Grass-fed beef fat is much thinner and watery and liquid at room temperature. This means less saturated fat…not that all saturated fat is bad (i.e. coconut oil = good saturated fat/medium-chain triglyceride). Also, grass-fed is usually organic BUT organic does not mean grass-fed when it comes to meat. The two are not synonymous so don’t be fooled. Many organic meats are grass-fed BUT grain finished in order to fatten the meat and supposedly boost the flavor.

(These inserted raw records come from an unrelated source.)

PR #7432, opened 2020-05-12
Hugo deploy (dryRun)

zbayoff:
### What does this PR do?
1. Uses new `hugo deploy` feature to deploy files to S3. This feature takes care of all diffing and including/excluding files, thus replacing AWS sync and copy commands currently used. 
First we'd like to run the command to deploy with `--dryRun` enabled, before the current AWS commands run, to verify that hugo deploy will upload/delete the correct files.

Upload strategy: 
- Deploy all files (`html` and media) to live Docs bucket: `datadog-docs-live-hugo`.
- Deploy static media file types `jpg,jpeg,png,gif,mp4,svg,json` to shared static bucket for all websites, `origin-static-assets/documentation`.

This is currently how to Docs deploy works, where images and videos are uploaded to two separate buckets. This should probably be changed in the future, with all static files going to one bucket. 

The `--maxDeletes` flag signifies the max number of files to delete. We currently set it to `0` for the statics `origin-static-assets/documentation` bucket, so static file will not be removed. This is just to safeguard that no images and videos will be deleted just yet.
`--maxDeletes` is set to `-1` for the main `datadog-docs-live-hugo` bucket, so files deleted locally will be removed remotely.

Corp-ci PR: https://github.com/DataDog/corp-ci/pull/79

### Preview link
http://docs-staging.datadoghq.com/zach/hugo-deploy-dryrun

### Gitlab Job
See the changes that would be made by Hugo deploy and check that they are made as intended
https://gitlab.ddbuild.io/DataDog/documentation/-/jobs/30281922


nsollecito:
@zbayoff why disable the matchers?

zbayoff:
> @zbayoff why disable the matchers?

Because it changed the file size on too many files so it was hard too see what files had actually changed

PR #7504, opened 2020-05-20
use Goldmark renderer, update code blocks

zbayoff:
### What does this PR do?
Updates hugo to use new `Goldmark` markdown rendering engine.
https://gohugo.io/getting-started/configuration-markup/#goldmark

When upgrading past hugo v. 0.60 we tried using this new engine, but there were issues with how some code blocks were being rendered. Issue documented here: https://datadoghq.atlassian.net/jira/software/projects/WEB/boards/102?selectedIssue=WEB-38

The solution to the issue of using the `code-block` shortcode within the `tabs` and `tab` shortcode is to use the syntax `{{< tab >}}` as opposed to `{{% tab %}}`. This only needs to be done when there is a `code-block` shortcode within a `tab` shortcode. The percent sign syntax for a shortcode will try to render everything within that shortcode as markdown. Usually this is what is desired, but with the new markdown renderer, everything within a `code-block` shortcode within `{{% tab %}}` shortcode would misrender newline characters and add `<p>` tags in the highlighted code. 

There are some cases where we need to have content in the `tab` shortcode rendered as markdown. In this case, I've implemented a new shortcode `markdownify` which uses the hugo function `markdownify` to render any content within the shortcode as markdown.

### Motivation
Gives us new features like markdown rendering hooks.
https://gohugo.io/getting-started/configuration-markup/#markdown-render-hooks

### Preview link
https://docs-staging.datadoghq.com/zach/use-goldmark-renderer/
 Since this PR updates the markdown renderer, we should do a thorough QA, testing code blocks, TOC (desktop and mobile), tabs, async pages, to make sure markdown is being rendered properly.


config/_default/config.yaml
```diff
@@ -26,7 +26,9 @@ enableGitInfo: true
 
 # Allow to render HTML in markdown files
 markup:
-  defaultMarkdownHandler: blackfriday
+  goldmark:
+    renderer:
+      unsafe: true
```
zbayoff, line 31: the `unsafe` parameter lets us render html tags in markdown.

content/en/developers/events/dogstatsd.md
```diff
@@ -171,8 +171,10 @@ $statsd->event('An error occurred.',
   );
 {{< /code-block >}}
 
+{{< markdownify >}}
```
zbayoff, line 174: need to use this new shortcode `markdownify` because we are now using `{{< tab "PHP" >}}` the `<` syntax which will not render inner content as markdown. Links also won't render using [link text][3] syntax with the link at the bottom of the page. Need to add the link inline. The format-links pre-commit hook tries to change this, so will have to commit code with --no-verify.

davidejones:
I think we have a pre commit hook that can format links inside tabs. I'm not sure if you have looked at that but we might need to confirm it isn't breaking this?

zbayoff:
> need to use this new shortcode `markdownify` because we are now using `{{< tab "PHP" >}}` the `<` syntax which will not render inner content as markdown. Link shortcuts then need to be placed within the shortcode. The format-links pre-commit hook tries to change this, so will have to commit code with --no-verify.

Yeah I mentioned that in one my comments. The script should be updated then.

PR #7530, opened 2020-05-22
Debug Log Sample for Python Said Generated by Go

MikeTarkington:
### What does this PR do?
Fixing what appeared to be a typo in the heading before our sample Python debug log since it said the sample was generated by the Go tracer rather than ddtrace for Python.

### Motivation
Minor error

### Preview link
https://docs.datadoghq.com/tracing/troubleshooting/?tab=python#span-generated-by-the-go-tracer

https://a.cl.ly/eDu64Wqk

https://docs-staging.datadoghq.com/MikeTarkington-Py_debug_sample_header/documentation/edit/master/content/en/tracing/troubleshooting/_index.md/

I don't think the preview URL I built works and was a little confused by the instructions.  That said, this change is minor enough and I expect the info I've provided so far is enough to move forward.  Please let me know if more confirmation is needed.

### Additional Notes
n/a


MikeTarkington:
Actually on further review, it looks like we're not providing the key instruction meant to be offered in this section for Python because we're not telling users to run their application with the env var `DATADOG_TRACE_DEBUG` as noted here: 
http://pypi.datadoghq.com/trace/docs/configuration.html?highlight=debug

Instead it's only mentioning using DD_LOGGING_RATE_LIMIT=0, which merely controls the extent to which each span in a trace gets logged.  I'm pretty sure that further revision is necessary to restore these instructions to working order.  I will do a little testing to confirm but I expect to make an additional revision in this PR shortly.

MikeTarkington:
Actually, please disregard, I simply missed a change to the layout of the doc and now I see that all the info is present. 🙇

PR #7536, opened 2020-05-25
Trace service.name fix

jstoja:
In the documentation, it seems that the configuration fields aren't correct.
It should be `dd.service.name` and `DD_SERVICE_NAME` as per https://github.com/DataDog/dd-trace-java/blob/ae9e5a827ada5b94d1bf761897a13abba414b509/dd-trace-api/src/main/java/datadog/trace/api/Config.java#L59


andrewardito:
We've updated our tracers across all languages for `env`, `service` and `version` to make these tags global and take precedence.  Documentation updates are following, which you see here. Everything is backwards compatible, so don't worry if you're using `dd.service.name`

PR #7548, opened 2020-05-26
WEB-271 fix anchors

zbayoff:
### What does this PR do?
Fix anchor issue where linking to a specific hash in the url would not scroll the page to the correct anchor. 

Removing the scroll animation to the header reduces the complexity and makes it easier to link to headers. This is the current behavior on the API pages. 

### Motivation
https://datadoghq.atlassian.net/jira/software/projects/WEB/boards/102?assignee=5d4b49d50fa6d40d14fc7b11&selectedIssue=WEB-271

### Preview link
http://docs-staging.datadoghq.com/zach/anchor-issue

Test clicking Page headers and subheaders, TOC items, and trying loading the page with a hash in the url in a new browser tab, and the page should be scrolled to the correct anchor.

### DIFF
--- a/layouts/index.html
+++ b/layouts/index.html
@@ -59,7 +59,7 @@
                     <div class=" guide-col d-flex flex-column">
                             <div class="inner-content">
                             <div class="guide-no">{{ add $i 1}}.</div>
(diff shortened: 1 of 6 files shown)


zbayoff:
@jiboong This should be fixed.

MORE INFO: This fattening with grains disturbs the animals plant-based digestive system causing inflammation aka fat/immune response (cows have multiple stomachs to process the fibrous grasses not the grains/sweet feeds). If the cow is inflamed/fattened then you are eating the hormones released from the inflammation. It’s like our bodies know that what we are eating wasn’t treated/killed kindly or properly, therefore, it responds with the same negative reaction BUT grass-fed meat has lower saturated fats, higher Omega 3s, higher CLAs, more beta-carotene (converts into Vit. A) & Vit. E, and more. ALL BEEF IS NOT CREATED EQUALLY. Choose wisely.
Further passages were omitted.